Monte Carlo financial simulation that shows you the probability of hitting your goals.

What It Does

Traditional budgeting tools give you single-point estimates. Drift runs 100,000 simulations to show probability distributions instead.

  1. Connect bank accounts via Nessie API
  2. Enter a goal in plain English ("Save $50k for a house in 3 years")
  3. Get success probability, percentile outcomes, and what-if scenarios

Features

  • Natural language goal parsing via Gemini
  • Real banking data from Capital One Nessie API
  • Parallel Monte Carlo simulation (100k runs in ~500ms)
  • Sensitivity analysis and what-if scenarios
  • Voice narration of results via ElevenLabs

Tech Stack

  • Frontend: Next.js 14, TypeScript, Tailwind, Recharts, Three.js
  • Backend: Express.js, TypeScript
  • Simulation: Python, NumPy, multiprocessing
  • APIs: Nessie (Capital One), Google Gemini, ElevenLabs

Quick Start

Prerequisites

  • Node.js 18+
  • Python 3.11+
  • npm or yarn

Installation

# Clone and install
git clone https://github.com/aadit2805/drift.git
cd drift

# Install dependencies
npm install

# (Optional) Set up Python environment for faster simulations
cd simulation
python3 -m venv venv
source venv/bin/activate  # or `venv\Scripts\activate` on Windows
pip install -r requirements.txt
cd ..

Environment Variables

Add your API keys to .env:

  • NESSIE_API_KEY - Capital One Nessie API key
  • GEMINI_API_KEY - Google Gemini for goal parsing
  • ELEVENLABS_API_KEY - For voice narration (optional)

Run

npm run dev

Runs both the API (port 3001) and web app (port 3000) via Turborepo.

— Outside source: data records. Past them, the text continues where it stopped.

PR #3204, opened 2022-05-20
Document the release option for sources

### LINKED ISSUE #2439: Missing documentation for sources: release:
I see this syntax in a project:

```
sources:
    other_proj:
        github: https://github.com/SalesforceFoundation/other-project
        release: latest_beta
```

But I don't see the word "release:" in this document:

https://cumulusci.readthedocs.io/en/latest/config.html#tasks-and-flows-from-a-different-project

jstvz:
Fixes #2439


docs/config.rst
```diff
@@ -377,17 +377,19 @@ By default, CumulusCI uses the resolution strategy ``production``, which will fe
...
     sources:
+        eda:
+            github: https://github.com/SalesforceFoundation/EDA
+            release: latest
         npsp:
             github: https://github.com/SalesforceFoundation/NPSP
             tag: rel/3.163
 
-or a specific ``commit`` or ``branch``. We recommend that most projects, however, use a resolution strategy.
+where ``release`` is one of ``latest``, ``previous``, or ``latest_beta``. You can also select a specific ``commit`` or ``branch``. We recommend that most projects, however, use a resolution strategy.
```
pconrad-sfdo, line 392: I'm not always a fan of the "you can do this... [example] ...as long as xyz is true" construction. I'm not going to strike it down here, but I'll lightly recommend the following instead:

```
You can fetch a specific ``tag`` or ``release``, where  ``release`` is one of ``latest``, ``previous``, or ``latest_beta``. Example:

[Example]

You can also select a specific ``commit`` or ``branch``. Example:

[Example]

However, we recommend that most projects use a resolution strategy, because [reason]
```

davidmreed (approved):

PR #3206, opened 2022-05-23
Auto-update dependencies

Br4nd0R:
Nothing for release notes.

## Dev Notes
* New workflow to automatically update cumulusci python dependencies  weekly.


.github/workflows/update_dependencies.yml
```diff
@@ -0,0 +1,37 @@
...
+                  git config user.name github-actions
+                  git config user.email github-actions@github.com
+                  git switch -c "dependency-updates-week-${date +%u}"
+                  git add requirements/*.txt 
+                  git commit -m "update dependencies (automated)"
+                  git push origin "dependency-updates-week${date +%u}"
+            - env:
+                  GITHUB_TOKEN: ${{ secrets.GITHUB_TOKEN }}
+              run: |
+                  gh pr create --fill --label 'auto-pr'
```
jstvz, line 37: Current behavior is to have the `dependencies` label for dependabot's PRs. Suggest we keep it, via:
```suggestion
                  gh pr create --fill --label 'auto-pr,dependencies'
```

.github/workflows/update_dependencies.yml
```diff
@@ -0,0 +1,37 @@
...
+            - name: Update dependencies
+              run: make update-deps
+            - name: Commit changes and open PR
+              run: |
+                  git config user.name github-actions
+                  git config user.email github-actions@github.com
+                  git switch -c "dependency-updates-week-${date +%u}"
+                  git add requirements/*.txt 
+                  git commit -m "update dependencies (automated)"
+                  git push origin "dependency-updates-week${date +%u}"
```
jstvz, line 33: ±: Syntax is slightly different:
```suggestion
                  export WEEK="W$(date +%V)"
                  git switch -c "dependency-updates-week-$WEEK"
                  git add requirements/*.txt 
                  git commit -m "$WEEK dependency updates (automated)"
                  git push origin "dependency-updates-week-$WEEK"
```

(Adding `$WEEK` to the commit message, since it'll be used as-is by `gh` in the next step.)

.github/workflows/update_dependencies.yml
```diff
@@ -0,0 +1,37 @@
+name: Update dependencies
+
+on:
+    workflow_dispatch:
+    schedule:
+        # at 00:00 on Monday (UTC)
+        - cron: "0 0 * * MON"
```
jstvz, line 7: ❓: How about adding this to the existing `chores.yml`? If this needs to run on Monday, update that file so that both jobs run on Monday instead of Sunday.

jstvz (changes requested):
Slight tweak to your shell commands needed.

Might be able to test this from the CLI. If that doesn't work, can add a `pull_request` trigger and create a dummy PR against this branch.

---
<details>
<summary>Emoji Key</summary>


</details>

.github/workflows/update_dependencies.yml
Br4nd0R: I initially thought that I would add it to `chores.yml` but I'm thinking it's going to be pointless to have this run every week when we really only need it based on the first week of a sprint. Since that schedule would be difficult to generate, what if we only had this use `workflow_dispatch` so that who ever wants to update dependencies can just come in and click a button? Otherwise, we will be in a perpetual game of "close the stale dependency update pull requests".

jstvz: Works for me.

.github/workflows/update_dependencies.yml
```diff
@@ -0,0 +1,38 @@
...
+                  python-version: 3.8
+                  cache: pip
+                  cache-dependency-path: "requirements/*.txt"
+            - name: Update dependencies
+              run: |
+                  pip install pip-tools
+                  make update-deps
+            - name: Commit changes and open PR
+              run: |
+                  export WEEK="w$(date +%V)"
```
jstvz, line 28:
```suggestion
                  export WEEK="W$(date +%V)"
```
I will die on [this hill](https://en.wikipedia.org/wiki/ISO_week_date).

jstvz:
@Br4nd0R Oh, and less facetiously: If you end up wanting to reuse this you can put it in [SFDO-Tooling/.github](https://github.com/SFDO-Tooling/.github/tree/main/.github/workflows) and call it with:

https://github.com/SFDO-Tooling/CumulusCI/blob/9ef0c828a92b0ebfa06c8693a79505e26bc65bbb/.github/workflows/feature_test.yml#L16-L19

jstvz (approved):

PR #3209, opened 2022-05-26
Merge yaml config with config present from org file

Br4nd0R:
# Issues Closed
* Fixed a bug where scratch org attributes configured via `cumulusci.yml` were not taking effect.

## Dev Notes
I initially thought that I make this change more central and have the config from yaml merged when the keychain is loaded (`_load_keychain()`). However, I forgot that "loading" only loads the encrypted contents onto the keychain. We only ever decrypt exactly what is being asked for (for a given org or service). Because of this, the best place to make this change is the `get_org(org_name)` method.


davidjray (approved):
LGTM

PR #3223, opened 2022-06-01
Unlocked resolution strategy and supporting flows

davidmreed:
# Critical Changes

# Changes

- We added a new dependency resolution strategy, `unlocked`. Like our existing dependency strategies using parallel 2GP package builds, this strategy installs parallel unlocked package builds.
- We added the flows `build_unlocked_test_package`, `install_unlocked_commit`, and `qa_org_unlocked` to support use of parallel unlocked packages.

# Issues Closed


prescod (approved):
Your walkthrough with me was fairly compelling. I've taken a second look but can't add much to that.

PR #3246, opened 2022-06-20
Add include directive to bring HISTORY.rst into the docs

pconrad-sfdo:


jstvz (changes requested):
We'll also need to convert the README and the `long_description_content_type` [below](https://github.com/SFDO-Tooling/CumulusCI/pull/3246/files#diff-60f61ab7a8d1910d86d9fda2261620314edcae5894d5aaa236b821c7256badd7L44-L45). 

The two files are concatenated together to generate the [PyPI package description](https://pypi.org/project/cumulusci/).

---

I can handle the `content_type` if you handle the README conversion, @pconrad-sfdo.

PR #3250, opened 2022-06-22
Systemetize module-moved warnings

prescod:
Add a `warn_moved` function to standardize deprecation warnings.


cumulusci/utils/deprecation.py
```diff
@@ -0,0 +1,13 @@
...
+
+def warn_moved(new, old):
+    msg = f"Deprecation warning: Please import from {new} rather than {old}"
+
+    # this is a hard-error if encountered in testing context
+    if "PYTEST_CURRENT_TEST" in os.environ:
+        assert 0, msg
+
+    # otherwise warning
+    warn(msg)
```
jstvz, line 13: ❔: I'm unclear on why we do it this way. Why emit a `UserWarning` instead of a `DeprecationWarning` or `ImportWarning`?

cumulusci/utils/deprecation.py
```diff
@@ -0,0 +1,13 @@
+import os
+from warnings import warn
+
+
+def warn_moved(new, old):
+    msg = f"Deprecation warning: Please import from {new} rather than {old}"
+
+    # this is a hard-error if encountered in testing context
+    if "PYTEST_CURRENT_TEST" in os.environ:
+        assert 0, msg
```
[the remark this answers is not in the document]
prescod: It would break downstream code if that code needed to be fixed. I'm not convinced that's a bad thing given the totality of our context (how many people use CCI as a library, how many of them are not on our team, how many are likely using the old paths, ...)

cumulusci/utils/deprecation.py
jstvz: Okay, went back and looked at [PEP 565](https://peps.python.org/pep-0565/#additional-use-case-for-futurewarning):

> `FutureWarning`: reported by default for all code. The intended audience is users of applications written in Python, rather than other Python developers (e.g. warning about use of a deprecated setting in a configuration file format).

Seeing that, how about emitting a `FutureWarning`, and setting `pytest.filterwarnings = error::FutureWarning:cumulusci`? Those get displayed to the user, and we can fail our tests without breaking theirs.

prescod: Wouldn't it be safer to Subclass so some other team's FutureWarning won't break *our* tests?

jstvz: That _would_ be annoying. 😏 

We can subclass if you want, but we can also match the message and warning:
```toml
# action:message:category:module:line
[tool.pytest.ini_options]
filterwarnings = [
    'error:Please import from :FutureWarning'
]
```

Up to you.

prescod: In my defence, does anyone actually embed CCI other than us and maybe Jason?

jstvz (approved):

Open http://localhost:3000

Project Structure

drift/
├── apps/
│   ├── web/              # Next.js frontend
│   └── api/              # Express backend
├── simulation/           # Python Monte Carlo engine
├── scripts/              # Utilities (data seeding, testing)
└── docs/                 # API and simulation documentation

Simulation

The Python engine uses NumPy vectorization and multiprocessing to run 100k simulations across CPU cores. Models include income growth variance, spending volatility, investment returns, emergency events, and inflation.

About

financial forecasting at scale, winners of the Capital One Challenge @ TAMUhack!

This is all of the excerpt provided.